Thanks! that's really helpful. my FSH was 16 and 9.1 which is quite high. Did you get prescription for DHEA?
CoQ10 1200 mg a day seems a lot, did you have any side effects? what is vitex? how much maca have you been taking and every day or just before O? and also what form of wheatgrass, powder?


----------



## 2have4kids

Hi Mas, I've done the same thing, i have identical medicine closet to yours, I ordered my DHEA from the states through an ebay seller but haven't taken it yet. I've read that they really believe it helps women who are premature ovaian depletion AND premenopausal. And I even had my fam doc test my DHEAS levels and I'm on the minimum of normal line. If I get another BFN, I'm starting the DHEA next month.
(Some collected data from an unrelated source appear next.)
PR #1876, opened 2019-04-25
Class for Scaling of features

jeffin143:
I have implemented following classes helpful for [scaling](https://en.wikipedia.org/wiki/Feature_scaling) of features

- MinMax Scaler class

- MaxAbs Scaler class

- Standard Scaler Class

- Mean Normalization Class

- Zca whitening

- Pca Whitening

Scaling to unit length is already there in armadillo and hence we need not implement it here and simpy call `arma::normalize()` to scale it to unit length.


src/mlpack/core/data/scaler_methods/maxabsscaler.hpp
```diff
@@ -0,0 +1,96 @@
...
+ */
+#ifndef MLPACK_CORE_DATA_MAX_ABS_SCALE_HPP
+#define MLPACK_CORE_DATA_MAX_ABS_SCALE_HPP
+
+#include <mlpack/prereqs.hpp>
+
+namespace mlpack {
+namespace data {
+/**
+ * A simple MaxAbs Scaler class
```
zoq: Would be great if we could add some more informations about what this class does. Also what do you think about adding an example. Similar to:
 https://github.com/mlpack/mlpack/blob/681577d8f95c87412cec6d6fbe8802811fb8405e/src/mlpack/core/data/binarize.hpp#L21-L39

src/mlpack/core/data/scaler_methods/maxabsscaler.hpp
```diff
@@ -0,0 +1,96 @@
...
+ public:
+  /**
+  * Default constructor
+  *
+  */
+  MaxAbsScaler(){}
+  /**
+  * Default Destructor 
+  */
+  ~MaxAbsScaler(){}
```
zoq: No need to define the Destructor here if it doesn't deviate from the standard one.

src/mlpack/core/data/scaler_methods/maxabsscaler.hpp
```diff
@@ -0,0 +1,96 @@
...
+
+  /**
+  * Function to scale Features.
+  *
+  * @param input Datset to scale features.
```
zoq: Should this be "Dataset"?

src/mlpack/core/data/scaler_methods/maxabsscaler.hpp
```diff
@@ -0,0 +1,96 @@
...
+  void InverseTransform(arma::Mat<T>& input)
+  {
+    for (size_t i = 0; i < input.n_rows; i++)
+    {
+      for (size_t j = 0; j < input.n_cols; j++)
+      {
+        input(i, j) *= scale(i);
+      }
+    }
+  }
```
zoq: Can you add an empty line here, to improve the readability?

src/mlpack/core/data/scaler_methods/maxabsscaler.hpp
```diff
@@ -0,0 +1,96 @@
...
+  //! Get the Min row vector.
+  const arma::colvec& ItemMin() const { return itemMin; }
+  //! Get the Max row vector.
+  const arma::colvec& ItemMax() const { return itemMax; }
+  //! Get the Scale row vector.
+  const arma::colvec& Scale() const { return scale; }
```
zoq: Can you add an empty line here, to improve the readability?

src/mlpack/core/data/scaler_methods/maxabsscaler.hpp
```diff
@@ -0,0 +1,96 @@
...
+  * Default Destructor 
+  */
+  ~MaxAbsScaler(){}
+
+  /**
+  * Function to scale Features.
+  *
+  * @param input Datset to scale features.
+  */
+  void Transform(arma::Mat<T>& input)
```
zoq: Do you think we should provide an option to save the result into another matrix?

src/mlpack/core/data/scaler_methods/maxabsscaler.hpp
jeffin143: @zoq , Added , PTAL

src/mlpack/core/data/scaler_methods/maxabsscaler.hpp
jeffin143: Removed

src/mlpack/core/data/scaler_methods/maxabsscaler.hpp
jeffin143: Changes , Typo error

src/mlpack/core/data/scaler_methods/maxabsscaler.hpp
jeffin143: Added , Propagated it to every file

src/mlpack/core/data/scaler_methods/maxabsscaler.hpp
jeffin143: I don't mind it, Changed it accordingly

src/mlpack/core/data/scaler_methods/maxabsscaler.hpp
jeffin143: added

src/mlpack/core/data/scaler_methods/maxabsscaler.hpp
```diff
@@ -0,0 +1,108 @@
...
+ * // Scale the features using
+ * MaxAbsScaler<double> scale;
+ * scale.Tranform(input, output);
+ *
+ * // The input can be retransformed using
+ * scale.InverseTransform(output, input);
+ * @endcode
+ *
+ */
+template <typename T>
```
zoq: Looks like the template parameter isn't used, so perhaps it can be removed?

src/mlpack/core/data/scaler_methods/maxabsscaler.hpp
```diff
@@ -0,0 +1,108 @@
...
+ * arma::Mat<double> output;
+ *
+ * // Scale the features using
+ * MaxAbsScaler<double> scale;
+ * scale.Tranform(input, output);
+ *
+ * // The input can be retransformed using
+ * scale.InverseTransform(output, input);
+ * @endcode
+ *
```
zoq: We can remove the extra line here.

src/mlpack/core/data/scaler_methods/maxabsscaler.hpp
```diff
@@ -0,0 +1,108 @@
...
+ * A simple MaxAbs Scaler class.
+ *
+ * Given an input dataset this class helps you to scale each
+ * feature by its maximum absolute value.
+ *
+ * @code
+ * arma::Mat<double> input = loadData();
+ * arma::Mat<double> output;
+ *
+ * // Scale the features using
```
zoq: Hm, this doesn't really follow the style guidelines, since this isn't a complete sentence. I guess in this case we can remove "using" at end with a point.

src/mlpack/core/data/scaler_methods/maxabsscaler.hpp
```diff
@@ -0,0 +1,108 @@
...
+ * MaxAbsScaler<double> scale;
+ * scale.Tranform(input, output);
+ *
+ * // The input can be retransformed using
```
zoq: What about "Retransform the input."?

src/mlpack/core/data/scaler_methods/maxabsscaler.hpp
```diff
@@ -0,0 +1,108 @@
...
+class MaxAbsScaler
+{
+ public:
+  /**
+  * Function to scale Features.
+  *
+  * @param input Dataset to scale features.
+  * @param output Output matrix with scaled features.
+  */
+  void Transform(arma::Mat<T>& input, arma::Mat<T>& output)
```
zoq: What do you think about remove the template class parameter here and instead use:

```cpp
template<typename MatType>
void Transform(const MatType& input, MatType& output)
```

src/mlpack/core/data/scaler_methods/maxabsscaler.hpp
```diff
@@ -0,0 +1,108 @@
...
+  {
+    output.copy_size(input);
+    itemMin = arma::min(input, 1);
+    itemMax = arma::max(input, 1);
+    scale = arma::max(arma::abs(itemMin), arma::abs(itemMax));
+    // Handline Zeroes in scale vector
```
zoq: Picky style comment; missing point at the end.

src/mlpack/core/data/scaler_methods/maxabsscaler.hpp
jeffin143: @zoq , done

src/mlpack/core/data/scaler_methods/maxabsscaler.hpp
jeffin143: Removed from every file

src/mlpack/core/data/scaler_methods/maxabsscaler.hpp
jeffin143: Sorry , I meant it using the function below , but made changes

src/mlpack/core/data/scaler_methods/maxabsscaler.hpp
jeffin143: Made apt changes everywhere

src/mlpack/core/data/scaler_methods/maxabsscaler.hpp
jeffin143: Added

src/mlpack/core/data/scaler_methods/maxabsscaler.hpp
jeffin143: Made changes , also test too

src/mlpack/core/data/scaler_methods/maxabsscaler.hpp
```diff
@@ -0,0 +1,108 @@
...
+ *
+ * Given an input dataset this class helps you to scale each
+ * feature by its maximum absolute value.
+ *
+ * @code
+ * arma::Mat<double> input = loadData();
+ * arma::Mat<double> output;
+ *
+ * // Scale the features.
+ * MaxAbsScaler<double> scale;
```
zoq: There is no template class parameter, at least not anymore.

src/mlpack/core/data/scaler_methods/maxabsscaler.hpp
```diff
@@ -0,0 +1,108 @@
...
+ * http://www.opensource.org/licenses/BSD-3-Clause for more information.
+ */
+#ifndef MLPACK_CORE_DATA_MAX_ABS_SCALE_HPP
+#define MLPACK_CORE_DATA_MAX_ABS_SCALE_HPP
+
+#include <mlpack/prereqs.hpp>
+
+namespace mlpack {
+namespace data {
+/**
```
zoq: Another picky style comment, can we add an empty line here?

src/mlpack/core/data/scaler_methods/maxabsscaler.hpp
```diff
@@ -0,0 +1,108 @@
...
+  * @param output Output matrix with scaled features.
+  */
+  template<typename MatType>
+  void Transform(const MatType& input, MatType& output)
+  {
+    output.copy_size(input);
+    itemMin = arma::min(input, 1);
+    itemMax = arma::max(input, 1);
+    scale = arma::max(arma::abs(itemMin), arma::abs(itemMax));
+    // Handline Zeroes in scale vector.
```
zoq: Do you mean "zeros"?

src/mlpack/core/data/scaler_methods/maxabsscaler.hpp
```diff
@@ -0,0 +1,108 @@
...
+      if (scale(i) == 0)
+      {
+        scale(i) = 1;
+      }
+    }
+    for (size_t i = 0; i < input.n_rows; i++)
+    {
+      for (size_t j = 0; j < input.n_cols; j++)
+      {
+        output(i, j) = input(i, j) / scale(i);
```
zoq: We could simplify this by using `.each_col()`:

```cpp
output = input.each_col() / scale.
```

maybe we have to use `% 1.0 / scale` here.

A similar approach should work for the other classes as well. I can comment on the other classes as well, if you like.

src/mlpack/core/data/scaler_methods/maxabsscaler.hpp
```diff
@@ -0,0 +1,108 @@
...
+  */
+  template<typename MatType>
+  void InverseTransform(const MatType& input, MatType& output)
+  {
+    output.copy_size(input);
+    for (size_t i = 0; i < input.n_rows; i++)
+    {
+      for (size_t j = 0; j < input.n_cols; j++)
+      {
+        output(i, j) = input(i, j) * scale(i);
```
zoq: We could use `.each_col()` here as well.

src/mlpack/core/data/scaler_methods/meannormalization.hpp
```diff
@@ -0,0 +1,116 @@
...
+ * scale.Tranform(input, output);
+ *
+ * // Retransform the input.
+ * scale.InverseTransform(output, input);
+ * @endcode
+ */
+class MeanNormalization
+{
+ public:
+
```
zoq: We can remove the extra line here.

src/mlpack/core/data/scaler_methods/meannormalization.hpp
```diff
@@ -0,0 +1,116 @@
...
+ *
+ * Given an input dataset this class helps you to normalize each
+ * feature.
+ *
+ * @code
+ * arma::Mat<double> input = loadData();
+ * arma::Mat<double> output;
+ *
+ * // Scale the features.
+ * MeanNormalization<double> scale;
```
zoq: See comment above.

src/mlpack/core/data/scaler_methods/maxabsscaler.hpp
jeffin143: @zoq , That was a really beautiful way of reducing lines. Thanks for pointing it out. I have changed it for other class as well.

Although I didn't undestand the difference between `output = input.each_col() / scale`  and `output = input.each_col() % 1.0 / scale`, but i have used the latter one everywhere.

src/mlpack/core/data/scaler_methods/maxabsscaler.hpp
jeffin143: yes, sorry

src/mlpack/core/data/scaler_methods/maxabsscaler.hpp
jeffin143: Added

src/mlpack/core/data/scaler_methods/maxabsscaler.hpp
jeffin143: My bad, forgot to change documentation.

src/mlpack/core/data/scaler_methods/maxabsscaler.hpp
jeffin143: Adapted.

src/mlpack/core/data/scaler_methods/meannormalization.hpp
jeffin143: Removed.

src/mlpack/core/data/scaler_methods/meannormalization.hpp
jeffin143: Rectified.

src/mlpack/core/data/scaler_methods/maxabsscaler.hpp
zoq: Should be the same.

jeffin143: Ok : ) , Made changes everywhere.

src/mlpack/core/data/scaler_methods/maxabsscaler.hpp
```diff
@@ -0,0 +1,97 @@
...
+    scale = arma::max(arma::abs(itemMin), arma::abs(itemMax));
+    // Handling zeros in scale vector.
+    for (size_t i = 0; i < scale.n_elem; i++)
+    {
+      if (scale(i) == 0)
+      {
+        scale(i) = 1;
+      }
+    }
+    output = input.each_col() % (1.0 / scale);
```
rcurtin: It might make the code a bit longer but you might consider iterating over columns and then multiplying by `1.0 / scale` only if `scale(i) != 0`.  (Also, you can just do `/ scale` instead of `% (1.0 / scale)`.)

Another comment, should we center the data here too?

src/mlpack/core/data/scaler_methods/maxabsscaler.hpp
```diff
@@ -0,0 +1,97 @@
...
+  }
+
+  /**
+  * Function to retrive original dataset.
```
rcurtin: `retrieve`

src/mlpack/core/data/scaler_methods/maxabsscaler.hpp
```diff
@@ -0,0 +1,97 @@
...
+  //! Get the Scale row vector.
+  const arma::colvec& Scale() const { return scale; }
+
+ private:
+  // Vector which holds minimum of each feature.
+  arma::colvec itemMin;
+  // Vector which holds maximum of each feature.
+  arma::colvec itemMax;
+  // Vector which is used to scale up each feature.
+  arma::colvec scale;
```
rcurtin: You can just use `arma::vec` instead of `arma::colvec`.

src/mlpack/core/data/scaler_methods/meannormalization.hpp
```diff
@@ -0,0 +1,102 @@
...
+#include <mlpack/prereqs.hpp>
+
+namespace mlpack {
+namespace data {
+
+/**
+ * A simple Mean Normalization class
+ *
+ * Given an input dataset this class helps you to normalize each
+ * feature.
```
rcurtin: Can we add a comment about how the normalization is performed? :)  Mostly the user will just read this documentation, so if it's not clear on exactly what happens, then the user will probably be confused.

src/mlpack/core/data/scaler_methods/maxabsscaler.hpp
```diff
@@ -0,0 +1,97 @@
...
+#include <mlpack/prereqs.hpp>
+
+namespace mlpack {
+namespace data {
+
+/**
+ * A simple MaxAbs Scaler class.
+ *
+ * Given an input dataset this class helps you to scale each
+ * feature by its maximum absolute value.
```
rcurtin: It might be worth adding a comment with some LaTeX math on exactly the scaling function that will be done here.

src/mlpack/core/data/scaler_methods/meannormalization.hpp
```diff
@@ -0,0 +1,102 @@
...
+ *
+ * // Retransform the input.
+ * scale.InverseTransform(output, input);
+ * @endcode
+ */
+class MeanNormalization
+{
+ public:
+  /**
+  * Function to scale Features.
```
rcurtin: I think this applies throughout; I think you should use `features` here.

src/mlpack/core/data/scaler_methods/minmaxscaler.hpp
```diff
@@ -0,0 +1,123 @@
...
+  // Vector which holds minimum of each feature.
+  arma::colvec itemMin;
+  // Vector which holds maximum of each feature.
+  arma::colvec itemMax;
+  // Scale vector which is used to scale up each feature.
+  arma::colvec scale;
+  // Lower value for range.
+  double scalemin;
+  // Upper value for range.
+  double scalemax;
```
rcurtin: I'd suggest the use of the camelcase `scaleMin` and `scaleMax` to match the rest of the codebase.

src/mlpack/core/data/scaler_methods/minmaxscaler.hpp
```diff
@@ -0,0 +1,123 @@
...
+#include <mlpack/prereqs.hpp>
+
+namespace mlpack {
+namespace data {
+
+/**
+ * A simple MinMax Scaler class
+ *
+ * Given an input dataset this class helps you to scale each
+ * feature to a given range.
```
rcurtin: This comment is more descriptive and I as a user wouuld be able to understand what this does, but if you want, adding some equations to describe the class's functionality could still be helpful.

src/mlpack/core/data/scaler_methods/standardscaler.hpp
```diff
@@ -0,0 +1,94 @@
...
+#include <mlpack/prereqs.hpp>
+
+namespace mlpack {
+namespace data {
+
+/**
+ * A simple Standard Scaler class
+ *
+ * Given an input dataset this class helps you to Standardize features
+ * by removing the mean and scaling to unit variance.
```
rcurtin: Just FYI, this is not the same as whitening, but it reminded me of some of the whitening functionality we have, like `WhitenUsingSVD()` in `src/mlpack/core/math/lin_alg.hpp`.  You might consider adding a whitening scaling too (maybe some other time), because that can sometimes be a useful preprocessing step for some algorithms.

http://ufldl.stanford.edu/wiki/index.php/Data_Preprocessing#PCA.2FZCA_Whitening is not exactly the same but it is similar.

src/mlpack/tests/load_save_test.cpp
```diff
@@ -14,6 +14,10 @@
 #include <mlpack/core.hpp>
 #include <mlpack/core/data/load_arff.hpp>
 #include <mlpack/core/data/map_policies/missing_policy.hpp>
+#include <mlpack/core/data/scaler_methods/minmaxscaler.hpp>
+#include <mlpack/core/data/scaler_methods/maxabsscaler.hpp>
+#include <mlpack/core/data/scaler_methods/standardscaler.hpp>
+#include <mlpack/core/data/scaler_methods/meannormalization.hpp>
```
rcurtin: It might be worth adding another test file here, just to keep things from getting too long.  Technically scaling is not loading/saving. :)

src/mlpack/tests/load_save_test.cpp
```diff
@@ -1727,6 +1731,78 @@ BOOST_AUTO_TEST_CASE(CategoricalNontransposedCSVLoadTest04)
...
+ * Test For MaxAbs Scaler Class.
+ */
+BOOST_AUTO_TEST_CASE(MaxAbsScalerTest)
+{
+    arma::mat dataset = "-1 -0.5 0 1;"
+                        "2 6 10 18;";
+    arma::mat scaleddataset;
+    arma::mat temp;
+    arma::mat scaled = "-1 -0.5 0 1;"
+                       "0.1111111111 0.3333333333 0.55555556 1.0000;";
```
rcurtin: In general, mlpack matrices are column-major (because of Armadillo, which is itself column-major because of FORTRAN), meaning that each *column* is one data point.  In the tests you've written here, it looks like row-major is assumed.  So probably the implementations should all be transposed to work on rows (dimensions) instead of columns (points).

src/mlpack/tests/load_save_test.cpp
```diff
@@ -1727,6 +1731,78 @@ BOOST_AUTO_TEST_CASE(CategoricalNontransposedCSVLoadTest04)
...
+    arma::mat scaleddataset;
+    arma::mat temp;
+    arma::mat scaled = "-0.43750000000 -0.187500000 0.062500000 0.562500000;"
+                       "-0.43750000000 -0.187500000 0.062500000 0.562500000;";
+    data::MeanNormalization scale;
+    scale.Transform(dataset, scaleddataset);
+    scale.InverseTransform(scaleddataset, temp);
+    CheckMatrices(scaleddataset, scaled);
+    CheckMatrices(dataset, temp);
+}
```
rcurtin: You should probably also add some tests where you try and "break" your scalers, by passing in empty data, or passing in data where the scale factor will be 0 for some dimensions, or something like this. :)

src/mlpack/core/data/scaler_methods/maxabsscaler.hpp
rcurtin: Hehe, I see this comment actually contradicts Marcus's comment.  Up to you what you'd like to do.

src/mlpack/tests/load_save_test.cpp
rcurtin: Ooh, another fun one might be passing in the same matrix as input and output and making sure it still works correctly.

src/mlpack/core/data/scaler_methods/CMakeLists.txt
```diff
@@ -0,0 +1,17 @@
+# Define the files we need to compile
+# Anything not in this list will not be compiled into mlpack.
+set(SOURCES
+  minmaxscaler.hpp
+  maxabsscaler.hpp
+  standardscaler.hpp
+  meannormalization.hpp
```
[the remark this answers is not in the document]
jeffin143: Changed file names everywhere :)

src/mlpack/core/data/scaler_methods/maxabsscaler.hpp
```diff
@@ -0,0 +1,97 @@
...
+ *
+ * @code
+ * arma::Mat input = loadData();
+ * arma::Mat output;
+ *
+ * // Scale the features.
+ * MaxAbsScaler scale;
+ * scale.Tranform(input, output);
```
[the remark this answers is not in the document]
jeffin143: Sorry typo.

src/mlpack/core/data/scaler_methods/maxabsscaler.hpp
```diff
@@ -0,0 +1,97 @@
...
+
+/**
+ * A simple MaxAbs Scaler class.
+ *
+ * Given an input dataset this class helps you to scale each
+ * feature by its maximum absolute value.
+ *
+ * @code
+ * arma::Mat input = loadData();
+ * arma::Mat output;
```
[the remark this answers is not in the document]
jeffin143: Made a change, If you are fine with the new documentation, just resolve and if not, just suggest me the change.

src/mlpack/core/data/scaler_methods/maxabsscaler.hpp
jeffin143: > Hehe, I see this comment actually contradicts Marcus's comment. Up to you what you'd like to do.

I have made minor changes, but sticking to it

jeffin143: > It might make the code a bit longer but you might consider iterating over columns and then multiplying by `1.0 / scale` only if `scale(i) != 0`. (Also, you can just do `/ scale` instead of `% (1.0 / scale)`.)

Adapted changes , `/ scale`
 
> Another comment, should we center the data here too?

Not sure, whether  it would be a good choice , I have implemented the standard version which didn't involve any centering of data

The standard[ implementation](https://scikit-learn.org/stable/modules/generated/sklearn.preprocessing.MaxAbsScaler.html#sklearn.preprocessing.MaxAbsScaler)

src/mlpack/core/data/scaler_methods/maxabsscaler.hpp
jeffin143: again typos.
PR #1878, opened 2019-04-25
Cosine distance metric

jeffin143:
I have implemented Cosine Similarity Metric, Cosine similarity is generally used as a metric for measuring distance when the magnitude of the vectors does not matter. 

Post Gsoc, Mlpack will have string utilities and thus Cosine similarity metric could be very useful since, it is used often to evaluate how 2 documents are related.

Optionally We might also want to apply cosine similarity for cases where some properties of the instances make so that the weights might be larger without meaning anything different. Sensor values that were captured in various lengths (in time) between instances could be such an example.

You could find relevance of cosine similarity in this [article](https://cmry.github.io/notes/euclidean-v-cosine), Under Cosine in Action - we could find an implementation of it.

### DIFF
--- a/src/mlpack/core/metrics/CMakeLists.txt
+++ b/src/mlpack/core/metrics/CMakeLists.txt
@@ -7,6 +7,8 @@ set(SOURCES
   lmetric_impl.hpp
   mahalanobis_distance.hpp
   mahalanobis_distance_impl.hpp
+  cosine_similarity.hpp
+  cosine_similarity_impl.hpp
 )
 
 # add directory name to sources
--- a/src/mlpack/core/metrics/cosine_similarity.hpp
+++ b/src/mlpack/core/metrics/cosine_similarity.hpp
@@ -1,0 +1,47 @@
+/***
+ * @file cosine_similarity.hpp
+ * @author jeffin Sam
+ *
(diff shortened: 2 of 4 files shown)


ShikharJ:
I don't know why, but again I feel this is too fundamental to not have been implemented somewhere within `mlpack` already.

jeffin143:
> I don't know why, but again I feel this is too fundamental to not have been implemented somewhere within `mlpack` already.

@ShikharJ , What about `Jaccard similarity`. Would it be good to have that in our codebase ?

rcurtin:
I haven't looked at the code to see what is implemented, but:

(a) cosine similarity is not actually a metric.
(b) we should have it already in `kernels/`.

Maybe there is some functionality difference, so perhaps we can improve that implementation if needed (like I said I haven't looked at the code here).

jeffin143:
> I haven't looked at the code to see what is implemented, but:
> 
> (a) cosine similarity is not actually a metric.
> (b) we should have it already in `kernels/`.
> 
> Maybe there is some functionality difference, so perhaps we can improve that implementation if needed (like I said I haven't looked at the code here).

@rcurtin , Yes its there in kernels , I would go ahead and close it, Look same implementation wise :)

PR #1886, opened 2019-04-28
Added accessors for state and environment 

abhinavsagar:
I have added accessors for state and environment variables in q-learning. Users would like to see the state and environment in which they are.


zoq:

PR #1888, opened 2019-05-03
Dual Optimizer for GANs.

walragatver:
Hi,
This is for the idea in #1437. Currently, I have implemented Dual Optimizers for `StandardGANs` and `DCGANs`. I have started testing the `Orielly test case` on the dual optimizers. I will complete Dual Optimizer for `WGAN` and `WGANGP` soon.

`Note`: At this moment this PR contains a lot of `previous` redundant code. It will be removed after the successful implementation of `WGAN`. 

The `Dual Optimizer` code is present in `gan_impl.hpp` at line `220`


walragatver:
Hi @ShikharJ, @zoq,
This now contains the implementation of `standard GAN` and `WGAN`.

Following are the two codes I have referred.
https://github.com/eriklindernoren/Keras-GAN/blob/master/gan/gan.py
https://github.com/eriklindernoren/Keras-GAN/blob/master/wgan/wgan.py.

Following are some other important notes.
1. I have currently kept `supervised` parameter as `private` so let me know what to do with it.

2. I don't know the `stepsize` of `generator` network of `WGAN` currently I have kept it `0.0001`. Let me know if that's wrong.

walragatver:
Hi @ShikharJ, @zoq,
Sorry for getting impatient. But it would be great if this get's reviewed before the coding period begins. Please review it in your free time.

src/mlpack/tests/gan_test.cpp
```diff
@@ -166,6 +168,10 @@ BOOST_AUTO_TEST_CASE(GANMNISTTest)
 
   trainData = trainData.cols(0, datasetMaxCols - 1);
 
+  // Normalize the input data.
+  trainData = trainData - 127.5;
```
zoq: Is `127.5` equivalent to `arma::mean(trainData, 1)`? Might be more clear to use `mean` instead of a const value.

src/mlpack/methods/ann/gan/gan.hpp
```diff
@@ -95,47 +93,64 @@ class GAN
   //! Move constructor.
   GAN(GAN&&);
 
+  /**
+   * Prepare the network for the given data.
+   * This function won't actually trigger training process.
+   *
+   * @param trainData The real data.
+   */
+  void ResetData(arma::mat trainData);
```
zoq: Do you mind to stick with the `predictors/responses` naming pattern?

src/mlpack/methods/ann/gan/gan.hpp
```diff
@@ -95,47 +93,64 @@ class GAN
...
 
   /**
-   * Evaluate function for the WGAN.
-   * This function gives the performance of the WGAN on the current input.
+   * Train function for WGAN.
    *
-   * @param parameters The parameters of the network.
-   * @param i Index of the current input.
-   * @param batchSize Variable to store the present number of inputs.
+   * @param trainData The real data.
```
zoq: Do you think we could improve the wording here? Not sure "real" is the best term.

src/mlpack/methods/ann/gan/gan_impl.hpp
```diff
@@ -255,111 +225,110 @@ template<
...
 typename std::enable_if<std::is_same<Policy, StandardGAN>::value ||
-                        std::is_same<Policy, DCGAN>::value, double>::type
-GAN<Model, InitializationRuleType, Noise, PolicyType>::
-EvaluateWithGradient(const arma::mat& /* parameters */,
-                     const size_t i,
-                     GradType& gradient,
-                     const size_t /* batchSize */)
+                        std::is_same<Policy, DCGAN>::value, void>::type
+GAN<Model, InitializationRuleType, Noise, PolicyType>::Train(
+    arma :: mat trainData,
```
zoq: Can you remove the extra whitespace here.

src/mlpack/methods/ann/gan/gan_impl.hpp
```diff
@@ -255,111 +225,110 @@ template<
...
+    {
+      noise.set_size(noiseDim, effectiveBatchSize);
+      discriminatorOptimizer.BatchSize() = effectiveBatchSize;
+      discriminatorOptimizer.MaxIterations() = effectiveBatchSize * 2;
+    }
+    noise.imbue( [&]() { return noiseFunction();} );
+    arma::mat fakeImages;
+    generator.Forward(noise, fakeImages);
+
+    discriminatorPredictors = arma::join_rows(
```
zoq: Hm, internally the optimiser could call the Shuffle method, which alters the order of the predictors, responses, which I think has to be in sync with discriminatorPredictors. Correct me if I'm wrong. So I think we either have to adjust the Shuffle method. Let me know what you think.

src/mlpack/tests/gan_test.cpp
walragatver: No, actually as we are using TanHLayer in the generator network our fake images will have pixels in the range of `[-1, 1]` so we need to scale our input images to `[-1, 1]` as well. 
It's mention below as first point in `readme.md` as first point.
https://github.com/soumith/ganhacks

src/mlpack/methods/ann/gan/gan.hpp
walragatver: Yes, I changed it.

src/mlpack/methods/ann/gan/gan.hpp
walragatver: Okay, I have currently kept it as `The data points of real distribution.` Let me know your thoughts regarding it.

src/mlpack/methods/ann/gan/gan_impl.hpp
walragatver: Yes, you are quite correct.
In order to fix this, I have now made `discriminatorOptimizer.shuffle()`  and `generator.Optimizer.shuffle()` as `false` before training. This will prevent shuffling.
We will need to add some `documentation`, that the shuffle parameter's in both the optimizer's will be overrided as `false` before `training`.
Let me know if this is not a correct solution.

rcurtin:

I've heard it can actually work against your ovulation but i think when they say this its for women who already have decent levels of testosterone and DHEAS. Mine are both minimal. Anyway, glad to see some positivity with the numbers, there's hope!


----------



## Mas1118

Briss said:


> Thanks! that's really helpful. my FSH was 16 and 9.1 which is quite high. Did you get prescription for DHEA?
> CoQ10 1200 mg a day seems a lot, did you have any side effects? what is vitex? how much maca have you been taking and every day or just before O? and also what form of wheatgrass, powder?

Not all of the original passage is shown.